• [Requirement]:
Below are the entries. Transcribe exactly the lines from the one with "Made possible by" through the one with "posted by @christinerogers", ends included, and leave out all others.

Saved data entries
PR #5887, opened 2019-12-24
[Dashboard] Fix study progression performance

driusan:
For long running studies the "study progression" widget on the
dashboard was doing an excessive number of queries on the database
(one per site per month of the study having been running) which
was causing the dashboard to take an excessive amount of time to
load.

This replaces it with a single query using a GROUP BY, and then
massages the data in PHP to the same format.

To test this compare the dashboard/ajax/get_scan_line_data.php results
before and after this change. The JSON returned should be identical, but the
performance should be faster (if there's a large enough amount of data
that the before was noticeably slow to load.).

### DIFF
--- a/modules/dashboard/ajax/get_scan_line_data.php
+++ b/modules/dashboard/ajax/get_scan_line_data.php
@@ -40,79 +40,58 @@ $scanEndDate        = $DB->pselectOne(
      WHERE pt.Name='acquisition_date'",
     array()
 );
-$scanData['labels']
-    = createLineChartLabels($scanStartDate, $scanEndDate);
+
+// Run a query to get all the data. Order matters to ensure that the labels are calculated
+// in the correct order.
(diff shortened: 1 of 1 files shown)


driusan:
(Note: get_recruitment_line_data probably should get a similar treatment, but the query on that one isn't quite as expensive so it takes seconds instead of minutes to run on my sandbox.)

modules/dashboard/ajax/get_scan_line_data.php
```diff
@@ -25,94 +25,102 @@
...
     );
 }
 
-print json_encode($scanData);
-
-return 0;
-
 /**
- * Create chart labels (dates)
+ * Massages the data passed into the format expected by C3.
```
PapillonMcGill: What is the meaning of `C3` ?

driusan: It's the graphing library used by the dashboard

PapillonMcGill: Ok thanks, Would it be possible to add `... by the C3 library` in that case?
I will approve now as it is really minor.

driusan: okay, changed.

PR #5888, opened 2019-12-30
[timepoint, instrument] pageclass obj null warning

lingma:
## Brief summary of changes

Each page loading of timepoint list, instrument list and instrument will trigger a warning "PHP Notice:  Trying to get property 'page' of non-object in UserPageDecorationMiddleware.php on line 94", which is not pleasant to see when you are working with them every day. The problem comes from the Loris logic to process first, if not having gone through then to fail back to timepoint/instrument. I don't want to modify the logic though I assume that two times' processing might not be necessary, but it is too soon to say not. As a result, I just add a check to avoid the PHP warning.

1. Load a timepoint list, instrument list and instrument page, then check web server log. The fix will avoid the warning.


src/Middleware/UserPageDecorationMiddleware.php
```diff
@@ -89,7 +89,10 @@ public function process(ServerRequestInterface $request, RequestHandlerInterface
         // I don't think anyone uses this. It's not really supported
         $tpl_data['css'] = $this->Config->getSetting('css');
 
-        $tpl_data['subtest'] = $request->getAttribute("pageclass")->page;
+        // Some page might call without pageclass
+        if (!is_null($request->getAttribute("pageclass"))) {
+            $tpl_data['subtest'] = $request->getAttribute("pageclass")->page;
+        }
```
driusan: This doesn't feel like it's solving at the right level.. why are some requests getting here without pageclass defined?

lingma: > why are some requests getting here without pageclass defined?
Because in the `module.class` or the timepoint_list, the logic first try to load the page without being going through the middleware layers, if that logic fails to get a page, then the system tries to load the correct page. It is too strange to see that kind of logic, so every page will being rendered two times because the first won't go through. I do not understand why initially we wanted to do that, so I just let it be like what I mentioned early.

driusan:
@lingma This needs to be rebased, it's including all sorts of commits that shouldn't be there.

lingma:
This PR will be closed, I might try to test whether I can remove those commits from rebase.

PR #5889, opened 2020-01-05
[Dashboard/Study Progression -- View scans per site] Restricting users to see statistics only from sites they have access to.

racostas:
### Brief summary of changes

In **dashboard-> Study Progression-> View scans per site** users were able to see statistics from sites they do not belong/have access

#### Testing instructions

Now each user should be able to see the **view scans per site** only for the sites it belong/have access

#### Notes

This is a fix for 22.0.0, major design changes as creating a permission dedicated to statistics still pending.

* Resolves #5847

### DIFF
--- a/modules/dashboard/ajax/get_scan_line_data.php
+++ b/modules/dashboard/ajax/get_scan_line_data.php
@@ -23,7 +23,21 @@ $client = new NDB_Client();
 $client->makeCommandLine();
 $client->initialize();
 
-$DB = Database::singleton();
+$DB            = Database::singleton();
+$currentUser   = \User::singleton();
+$site          = array();
+$list_of_sites = array();
+
+//TODO: Create a permission specific to statistics
+if ($currentUser->hasPermission('access_all_profiles')) {
+    $list_of_sites = \Utility::getSiteList();
+} else {
+    $site_id_arr = $currentUser->getCenterIDs();
+    foreach ($site_id_arr as $key => $val) {
+        $site[$key]          = &Site::singleton($val);
+        $list_of_sites[$val] = $site[$key]->getCenterName();
+    }
+}
 
 $scanData           = array();
 $scanStartDate      = $DB->pselectOne(
@@ -42,7 +56,6 @@ $scanEndDate        = $DB->pselectOne(
 );
 $scanData['labels']
     = createLineChartLabels($scanStartDate, $scanEndDate);
-$list_of_sites      = Utility::getAssociativeSiteList(true, false);
 foreach ($list_of_sites as $siteID => $siteName) {
     $scanData['datasets'][] = array(
         "name" => $siteName,


modules/dashboard/ajax/get_scan_line_data.php
```diff
@@ -23,7 +23,21 @@
...
+$DB            = Database::singleton();
+$currentUser   = \User::singleton();
+$site          = array();
+$list_of_sites = array();
+
+//TODO: Create a permission specific to statistics
+if ($currentUser->hasPermission('access_all_profiles')) {
+    $list_of_sites = \Utility::getSiteList();
+} else {
+    $site_id_arr = $currentUser->getCenterIDs();
```
PapillonMcGill: need to remove `DCC` center (ID = 1) to respect current functionality.
This code would be a good security improvement!

racostas: Hi @PapillonMcGill , thanks! 

Here what I propose in this case. We could rewrite **when the user has access to all profiles** as: `$list_of_sites = \Utility::getSiteList(true, false)` Already discussed on a LORIS meeting this functions will deprecate `Utility::getAssociativeSiteList(true, false)`.

**Two notes about this:** I see this already implemented on the master branch so before testing this code then we should bring this change to v22 or the place we decide to include this PR. Please note that the implementation I find in the master branch will break function in the case we call `Utility::getAssociativeSiteList(false, any_other).`

For **the case the user doesn't have the 'access_all_profiles'** permission the DCC should no be included at least explicitly specified during the user creation/edition (and hardy discouraged in the documentation if I remember well). In this case, that the user was explicitly linked to the DCC, my feeling is to allow him to see the statistics for the DCC as it was explicitly linked to it... but open to discussion.

Let me know your thoughts,
Thanks,
Rolando.

racostas: I'm aborting this PR in favour of the great major redesign proposed on #5896. Nice!

racostas:
I'm aborting this PR in favour of the great major redesign proposed on #5896. Nice!

modules/dashboard/ajax/get_scan_line_data.php
driusan: Won't refactoring to add this permission restriction still be relevant after #5896?

I'm planning on separating out the statistics/charts/XXX endpoints to a different PR to simplify the dashboard part, so once that's done you can just base on that to avoid conflicts

racostas: Hi @driusan, 

Definitely we should incorporate this logic. 

I'm not sure if as an external collaborator I'm able to use labels. I would tag this PR as "Blocked" or "Pending" in the case we don't incorporate this logic right away during the redesign. In this case I will be glad to resume work after but if its incorporated right away as part of the redesign I'm OK also.

Very nice work with the redesign!

Cheers,
Rolando (CHU Sainte-Justine)

driusan: You probably can't, so I added the "Blocked" tag for you

driusan:
@racostas I believe you can start working on these PRs again now that #5900 is in.

racostas:
Deprecated by #5917

PR #5890, opened 2020-01-06
Use module long name for Breadcrumb

### LINKED ISSUE #5856: (core) update Breadcrumbs to display long Module name
Breadcrumbs also should be updated to get and display this LongName for each module. 2 reasons: 
* to match the module names in the Menus (since #5839)
* currently some breadcrumb module names are wonky, e.g. capitalization in `Mri violations` http://demo.loris.ca/mri_violations/

Made possible by Dave's recent PR #5839 to add human-friendly Module names : 
> Modules must now implement a `getLongName` function to return the human friendly name for the module to be used by default in menus (but can also be used other places that a human readable version of the module name is needed in the future.)

_Originally posted by @christinerogers in https://github.com/aces/Loris/pull/5839#issuecomment-566076128_

After this is done (make a new ticket when ready):  
* All screenshots in documentation should probably be updated, if the long module name != short module name.

driusan:
This updates the default breadcrumb for a page to
use the module's getLongName for the first level of
the breadcrumb, rather than the hack where it replaces
'_' with space in the URL.

Fixes #5856.

### DIFF
--- a/modules/mri_violations/test/mri_violationsTest.php
+++ b/modules/mri_violations/test/mri_violationsTest.php
@@ -29,7 +29,9 @@ class MriViolationsTestIntegrationTest extends LorisIntegrationTest
      * UI elements and locations
      * breadcrumb - 'MRI Violated Scans'
      */
-    private $_loadingUI = array('MRI Violated Scans' => '#bc2 > a:nth-child(2) > div');
+    private $_loadingUI = array(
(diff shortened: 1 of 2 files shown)


driusan:
Blocked by #5839

driusan:
Looks like it's failing because the Mri Violations breadcrumb became more useful.. I'll wait until the blocking PR is in before rebasing/fixing it.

• [Exercise solution]:
Made possible by Dave's recent PR #5839 to add human-friendly Module names : 
> Modules must now implement a `getLongName` function to return the human friendly name for the module to be used by default in menus (but can also be used other places that a human readable version of the module name is needed in the future.)

_Originally posted by @christinerogers in https://github.com/aces/Loris/pull/5839#issuecomment-566076128_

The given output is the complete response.